*Work to be completed*
Word for word, retype the first line of the records and every following line through the one containing "- [ ] Select".

*Excerpted records*
[Start of section]

PR #1822, opened 2026-05-19
feat: de-support OR in multi-GE search

### LINKED ISSUE #1814: De-support OR in multi-GE
Due to technical limitations in allowing large GE results (due to `GEDataFetchProvider`), we would like to de-support "OR" queries in the multi-GE search field.

Users also, generally, are familiar with checkbox filters which apply AND results. Further, we will make it more clear in the input field by changing the delimiter to `and` such that it is clear the query is an intersection, not an intersection.

This will also massively simplify the code handling, in addition to the migration to NUQS (being tracked in #1800 and #1186, respectively)

KevinWu098:
## Summary

Multi-GE search now only returns courses that satisfy **all** selected GEs (AND semantics). OR fallback results, split intersect/rest rendering, and related UI banners are removed.

- Deleted `multiGeSearch.ts`; GE parsing lives in `SearchForm/constants.ts` with an ` and ` delimiter (legacy comma URLs still parse).
- Replaced `websoc.getManyOfField` with `websoc.getGeIntersection` and removed `splitWebsocIntersectAndRest` in favor of `intersectWebsocResponses`.
- Simplified `CourseRenderPane` to a single WebSOC response and one lazy-loaded course list.

Net: **−125 lines** across the touched files.

## Test Plan

- [ ] Select two or more GEs in Advanced Search; confirm results only include courses fulfilling every selected GE.
- [ ] Confirm the GE field shows selections joined with ` and ` (e.g. `GE-1A and GE-2`).
- [ ] When no course satisfies all selected GEs, confirm the warning appears and no OR-only courses are listed below.
- [ ] Open a shared link with comma-separated `ge=` params; confirm it still normalizes and searches correctly.

## Issues

Closes #1814

<div><a href="https://cursor.com/agents/bc-a2b55307-780b-4ecd-be7d-fa7b6e5f0360"><picture><source media="(prefers-color-scheme: dark)" srcset="https://cursor.com/assets/images/open-in-web-dark.png"><source media="(prefers-color-scheme: light)" srcset="https://cursor.com/assets/images/open-in-web-light.png">Open in Web</picture></a>&nbsp;<a href="https://cursor.com/background-agent?bcId=bc-a2b55307-780b-4ecd-be7d-fa7b6e5f0360"><picture><source media="(prefers-color-scheme: dark)" srcset="https://cursor.com/assets/images/open-in-cursor-dark.png"><source media="(prefers-color-scheme: light)" srcset="https://cursor.com/assets/images/open-in-cursor-light.png">Open in Cursor</picture></a>&nbsp;</div>


packages/anteater-api/src/utils/index.ts
```diff
@@ -125,23 +106,22 @@ export function splitWebsocIntersectAndRest(responses: WebsocAPIResponse[]): {
...
+        } else {
+            intersectionCourseKeys = intersectionCourseKeys.intersection(keys);
+            if (intersectionCourseKeys.size === 0) {
+                return { schools: [] };
+            }
         }
     }
 
-    const intersectSchools = first.schools
+    if (intersectionCourseKeys === null) {
```
Choollol, line 120: Unnecessary null check?

apps/antalmanac/src/components/RightPane/CoursePane/SearchForm/constants.ts
```diff
@@ -46,3 +46,21 @@ export const GE_LIST = [
...
+
+    return validGEs.length === 0 ? [] : [...new Set(validGEs)];
+};
+
+export const getSelectedGEs = (ge: string) => parseSelectedGEs(ge);
+
+export const normalizeGeSelection = (ge: string) => {
+    const selectedGEs = parseSelectedGEs(ge);
+    return selectedGEs.length > 0 ? selectedGEs.join(',') : ANY_GE;
+};
```
Choollol: These seem more helpers/utils than constants. Maybe they could be moved to lib/searchHelpers or something? I also just noticed that this `constants.ts` is in the components folder, but that's probably something for another day

apps/antalmanac/src/components/RightPane/CoursePane/CourseRenderPane.tsx
```diff
@@ -494,24 +439,20 @@ export default function CourseRenderPane(props: { id?: number }) {
...
-                                    })}
-                                </LazyLoad>
-                            )
-                        )}
+                        {courseData.map((_, index) => (
+                            <LazyLoad
+                                once
+                                key={index}
+                                overflow
+                                height={estimateCoursePaneLazyHeight(courseData[index])}
```
Choollol: Can we use the map parameter here instead? (Currently ignored as `_`)

packages/anteater-api/src/utils/index.ts
```diff
@@ -94,29 +88,16 @@ export function unionWebsocResponses(responses: WebsocAPIResponse[]): WebsocAPIR
...
- * flatten/render independently. For a single merged tree, use {@link unionWebsocResponses};
- * for one concatenated list (legacy), combine `schools` yourself.
- */
-export function splitWebsocIntersectAndRest(responses: WebsocAPIResponse[]): {
-    intersect: WebsocAPIResponse;
-    rest: WebsocAPIResponse;
-} {
-    if (responses.length === 0) {
-        return { intersect: { schools: [] }, rest: { schools: [] } };
+/** Courses that appear in every response (layout from the first). Sections are not merged. */
```
Choollol: Is the "(layout from the first)" necessary? I think everything that needs to be conveyed is done already by the words before, and this extra bit could get a little confusing.

apps/antalmanac/src/components/RightPane/CoursePane/CourseRenderPane.tsx
```diff
@@ -143,7 +130,6 @@ const RecruitmentBanner = () => {
     const [bannerVisibility, setBannerVisibility] = useState(true);
     const theme = useTheme();
 
-    // Display recruitment banner if more than 11 weeks (in ms) has passed since last dismissal
```
Choollol, line 146: What was the reason behind deleting this? I think this comment was pretty harmless, possibly helpful to first-time readers

apps/antalmanac/src/components/RightPane/CoursePane/SearchForm/constants.ts
```diff
@@ -46,3 +46,21 @@ export const GE_LIST = [
...
+const parseSelectedGEs = (ge: string) => {
+    const validGEs = ge
+        .split(',')
+        .map((value) => value.trim().toUpperCase())
+        .filter((value) => VALID_GES.has(value));
+
+    return validGEs.length === 0 ? [] : [...new Set(validGEs)];
+};
+
+export const getSelectedGEs = (ge: string) => parseSelectedGEs(ge);
```
Choollol: Is this different from just exporting/using `parseSelectedGEs`?

apps/antalmanac/src/components/RightPane/CoursePane/CourseRenderPane.tsx
```diff
@@ -348,27 +334,30 @@ export default function CourseRenderPane(props: { id?: number }) {
...
+                const response =
+                    selectedGEs.length > 1
+                        ? intersectWebsocResponses(
+                              await trpc.websoc.getManyOfField.query({
+                                  params: { ...websocQueryParams, ge: selectedGEs.join(',') },
+                                  fieldName: 'ge',
+                              })
+                          )
+                        : await trpc.websoc.getOne.query(websocQueryParams);
                 setSearchedTerm(RightPaneStore.getFormData().term.longName);
```
Choollol, line 361: Could we deduplicate the shared logic between both branches by switching from early-return to using an else-branch? I know it's really minor right now since it's just one line, but it could grow in the future.

packages/anteater-api/src/utils/index.ts
```diff
@@ -94,29 +88,16 @@ export function unionWebsocResponses(responses: WebsocAPIResponse[]): WebsocAPIR
...
+export function intersectWebsocResponses(responses: WebsocAPIResponse[]): WebsocAPIResponse {
+    const first = responses[0];
+    if (first === undefined) {
+        return { schools: [] };
```
Choollol, line 95: Why the revert from `responses.length` check back to `first` check?

packages/anteater-api/src/utils/index.ts
```diff
@@ -94,29 +88,16 @@ export function unionWebsocResponses(responses: WebsocAPIResponse[]): WebsocAPIR
...
- * for one concatenated list (legacy), combine `schools` yourself.
- */
-export function splitWebsocIntersectAndRest(responses: WebsocAPIResponse[]): {
-    intersect: WebsocAPIResponse;
-    rest: WebsocAPIResponse;
-} {
-    if (responses.length === 0) {
-        return { intersect: { schools: [] }, rest: { schools: [] } };
+/** Courses that appear in every response (layout from the first). Sections are not merged. */
+export function intersectWebsocResponses(responses: WebsocAPIResponse[]): WebsocAPIResponse {
```
Choollol, line 92: nice, much cleaner

Choollol (changes requested):
Thanks for remembering, overall nice changes

Maybe something for design, but could we render the 'and' differently from the GEs? Maybe darker or semi-transparent or something. Right now the GEs and the 'and's kind of blend together:

Image

As you can also see from the screenshot, the field's UI breaks when the GEs overflow. This is behavior from before though, so not something that needs to be fixed in this PR.

Also super minor and maybe something for design, but since the GE selector is only intersection now, the "All" option reads a little differently from its previous meaning and could seem like it's trying to find courses that satisfy all GEs, which doesn't make sense but might be confusing to some.

apps/antalmanac/src/components/RightPane/CoursePane/SearchForm/constants.ts
KevinWu098: I'm gonna nuke these soon via NUQS, so id rather just let them be

packages/anteater-api/src/utils/index.ts
KevinWu098: Eh needed `first` down below so its like one line of code less

packages/anteater-api/src/utils/index.ts
KevinWu098: mm, the type still says null on it. harmless i think

KevinWu098:
> Thanks for remembering, overall nice changes
> 
> Maybe something for design, but could we render the 'and' differently from the GEs? Maybe darker or semi-transparent or something. Right now the GEs and the 'and's kind of blend together:
> 
> Image
> As you can also see from the screenshot, the field's UI breaks when the GEs overflow. This is behavior from before though, so not something that needs to be fixed in this PR.
> 
> Also super minor and maybe something for design, but since the GE selector is only intersection now, the "All" option reads a little differently from its previous meaning and could seem like it's trying to find courses that satisfy all GEs, which doesn't make sense but might be confusing to some.

We can explore the UI things in another PR — I don't think we can render the delimiter any different, but we could choose to just use commas again!

Choollol:
> We can explore the UI things in another PR — I don't think we can render the delimiter any different, but we could choose to just use commas again!

`renderValue` can return any `ReactNode`, so we could do something like this:
```ts
return values
  .map<ReactNode>((value) => getShortLabel(value))
  .reduce((prev, cur) => [
      prev,
      <Typography sx={{ opacity: 0.7, display: 'inline' }}> and </Typography>,
      cur,
  ]);
```
though we'll probably want to double check with design.

But again, true, something for another PR

packages/anteater-api/src/utils/index.ts
Choollol: darn, i guess typescript isn't smart enough for that yet

Choollol (approved):
lgtm!

packages/anteater-api/src/utils/index.ts
Choollol: optionally could add a comment saying that it isn't actually possible for it to be null and it's just to satisfy typescript

PR #1854, opened 2026-05-24
fix: return URL validation to fix encoding bug

### LINKED ISSUE #1851: Auth return URL isn't encoded
To reproduce:
1. From signed out, set manual search department to I&C SCI
2. Sign in
3. After being redirected to antalmanac.com, see that null page is returned because the "&" isn't encoded

Choollol:
## Summary

Refactors `getSafeAuthRedirectPath` to not decode the given URL. Handles open redirect attacks by checking against a pre-supplied allowed origin.

I think checking the URL's origin is enough to protect against attacks, but if there are other cases that should be considered, lmk

## Test Plan

1. Run `pnpm test` and ensure tests pass
2. Auth return URL still works. Testable by setting manual search field that sets a URL query param -> Sign in -> See that you are redirected to the same URL with the same query params

## Issues

Closes #1851

### DIFF
--- a/apps/antalmanac/src/lib/auth/auth.ts
+++ b/apps/antalmanac/src/lib/auth/auth.ts
@@ -50,8 +50,8 @@ export const auth = betterAuth({
                     if (additionalData.returnUrl) {
                         const returnUrl = getSafeAuthRedirectPath(
                             additionalData.returnUrl,
-                            ctx.request?.url ?? '',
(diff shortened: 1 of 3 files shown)


KevinWu098 (approved):
Uh yeah the candidates code looks weird anyways, such i trust this but i didn't really think about if this regresses anything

[End of section]

*Response below*
PR #1822, opened 2026-05-19
feat: de-support OR in multi-GE search

### LINKED ISSUE #1814: De-support OR in multi-GE
Due to technical limitations in allowing large GE results (due to `GEDataFetchProvider`), we would like to de-support "OR" queries in the multi-GE search field.

Users also, generally, are familiar with checkbox filters which apply AND results. Further, we will make it more clear in the input field by changing the delimiter to `and` such that it is clear the query is an intersection, not an intersection.

This will also massively simplify the code handling, in addition to the migration to NUQS (being tracked in #1800 and #1186, respectively)

KevinWu098:
## Summary

Multi-GE search now only returns courses that satisfy **all** selected GEs (AND semantics). OR fallback results, split intersect/rest rendering, and related UI banners are removed.

- Deleted `multiGeSearch.ts`; GE parsing lives in `SearchForm/constants.ts` with an ` and ` delimiter (legacy comma URLs still parse).
- Replaced `websoc.getManyOfField` with `websoc.getGeIntersection` and removed `splitWebsocIntersectAndRest` in favor of `intersectWebsocResponses`.
- Simplified `CourseRenderPane` to a single WebSOC response and one lazy-loaded course list.

Net: **−125 lines** across the touched files.

## Test Plan

- [ ] Select two or more GEs in Advanced Search; confirm results only include courses fulfilling every selected GE.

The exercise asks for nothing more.